В этих мыслях о светлом будущем я зашел в метро. От подземной прохлады я съежился, весь задрожав. Гул подъезжающего поезда раздался в тоннеле, от чего у меня закружилась голова. Закрыв глаза, я начал вдыхать запах сырой земли. И вдруг кто-то одернул меня, резко оттащив обратно от проезжающего на всей скорости поезда. Я пришел в себя и промямлил «спасибо». В вагоне было очень много людей, отчего воздух стал спертым; ужасно душно. Я дрожал от холода и при этом задыхался от жары одновременно. Не понимая, что со мной происходит, я попытался отвлечься, но сердце начало стучать так быстро, что я почувствовал, как кровь прилила к моему лицу.
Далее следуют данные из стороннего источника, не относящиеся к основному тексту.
PR #466, opened 2019-10-28
holiday-stop-api: surface salesforce error messages

twrichards:
After introducing 'withdrawal' of holiday stops (see https://github.com/guardian/support-service-lambdas/pull/463) which has custom validation (see https://github.com/guardian/salesforce/pull/96) the custom message back from Salesforce needed exposing. This PR does that for 'withdrawal' but also addresses a similar TODO for the 'create' endpoint (the validation there relates to overlapping holiday stops).

This PR also includes re-categorising missing identity/sf_contact header as `400 Bad Request` rather than generic 500 error.

**In order to surface those messages from Salesforce all the way to the surface required some changes deep into the wiring of how REST requests are abstracted in this repo - see https://github.com/guardian/support-service-lambdas/pull/466/commits/98afb0c3ce189a6b5711092c8cd9c56e16b4d611 for only these changes.**

### DIFF
--- a/handlers/holiday-stop-api/src/main/scala/com/gu/holiday_stops/Handler.scala
+++ b/handlers/holiday-stop-api/src/main/scala/com/gu/holiday_stops/Handler.scala
@@ -3,7 +3,6 @@ package com.gu.holiday_stops
 import java.io.{InputStream, OutputStream}
 import java.time.LocalDate
 
-import cats.syntax.either._
 import com.amazonaws.services.lambda.runtime.Context
 import com.gu.effects.{GetFromS3, RawEffects}
 import com.gu.holiday_stops.subscription.{StoppedProduct, Subscription}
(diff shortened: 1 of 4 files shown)


handlers/holiday-stop-api/src/main/scala/com/gu/holiday_stops/Handler.scala
```diff
@@ -18,9 +18,10 @@ import com.gu.util.apigateway.ResponseModels.ApiResponse
 import com.gu.util.apigateway.{ApiGatewayHandler, ApiGatewayRequest, ApiGatewayResponse}
 import com.gu.util.config.LoadConfigModule.StringFromS3
 import com.gu.util.config._
-import com.gu.util.reader.Types._
+import com.gu.util.reader.Types.{logger, _}
```
kelvin-chappell: Do you need `logger` and `_`?

twrichards: good spot, thanks, darn IntelliJ - fixed

lib/salesforce/src/main/scala/com/gu/salesforce/SalesforceClient.scala
```diff
@@ -37,4 +43,23 @@ object SalesforceClient {
...
+
+  private case class SalesforceErrorResponseBody(message: String, errorCode: String)
+  private implicit val readsSalesforceErrorResponseBody = Json.reads[SalesforceErrorResponseBody]
+
+  def parseSalesforceErrorResponseAsCustomError(errorBody: String): ClientFailure = try {
+    Json.parse(errorBody).as[List[SalesforceErrorResponseBody]] match {
+      case singleSfError :: Nil =>  CustomError(s"${singleSfError.errorCode} : ${singleSfError.message}")
+      case multipleSfErrors => CustomError(
+        multipleSfErrors.groupBy(_.errorCode).mapValues(_.map(_.message)).mkString.take(500)
+      )
```
twrichards: FYI this is required to support the failure response from batch calls where there might be multiple errors - not actually used in the current use case, but since this `SalesforceClient` is widely used it should handle this type of response as `shouldExposeSalesforceErrorMessageInClientFailure` might be set to true in future use cases (were batching is being used).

Ноги онемели, я не чувствовал их, словно это был отдельный организм, они не слушались меня, лишаясь сил, поэтому я схватился за поручень, чтобы не упасть. И тогда я почувствовал дикий страх. В глазах потемнело и меня охватило ощущение надвигающейся беды. Что меня напугало? Я не понимал. Но страх был таким сильным, что пытаться контролировать его было бы безуспешно. Воронка паники затягивала меня на дно; в голове смешались мысли; легкие сдавило; шею словно затянули канатом, не давая мне сделать вдох; не слышно слов, в ушах стоит страшный гул; жизнь стерлась перед глазами; на вопрос «что дальше?» не было никакого ответа; все смотрят на меня, как на безумного. Почему они смотрят на меня? И тут я вдруг слышу, как сторонний наблюдатель, что кто-то кричит. Пронзительный вопль о помощи – это был я. В ужасе выскочив на ближайшей остановке, я что есть силы побежал на поверхность; забившись под какое-то дерево, обняв колени, я пытался дышать, мысленно обещая себе, что если это закончится, я больше никогда не прикоснусь к бутылке. Я снова рыдаю, но на этот раз от страха, животного страха, который накрыл меня огромной волной; с ним сложно бороться; с ним сложно спорить; он забирает человеческий облик, растворяя его в своей пучине. Тревога, словно ночь, заглатывает свет и все твои мечты. В таком состоянии я находился около часа, не понимая где я, не понимая кто я. Подняв голову, я увидел, как на улице уже потемнело. Последние лучи солнца ушли за горизонт; сгустки ночи наполнялись всевластием, отражая моё внутренне состояние.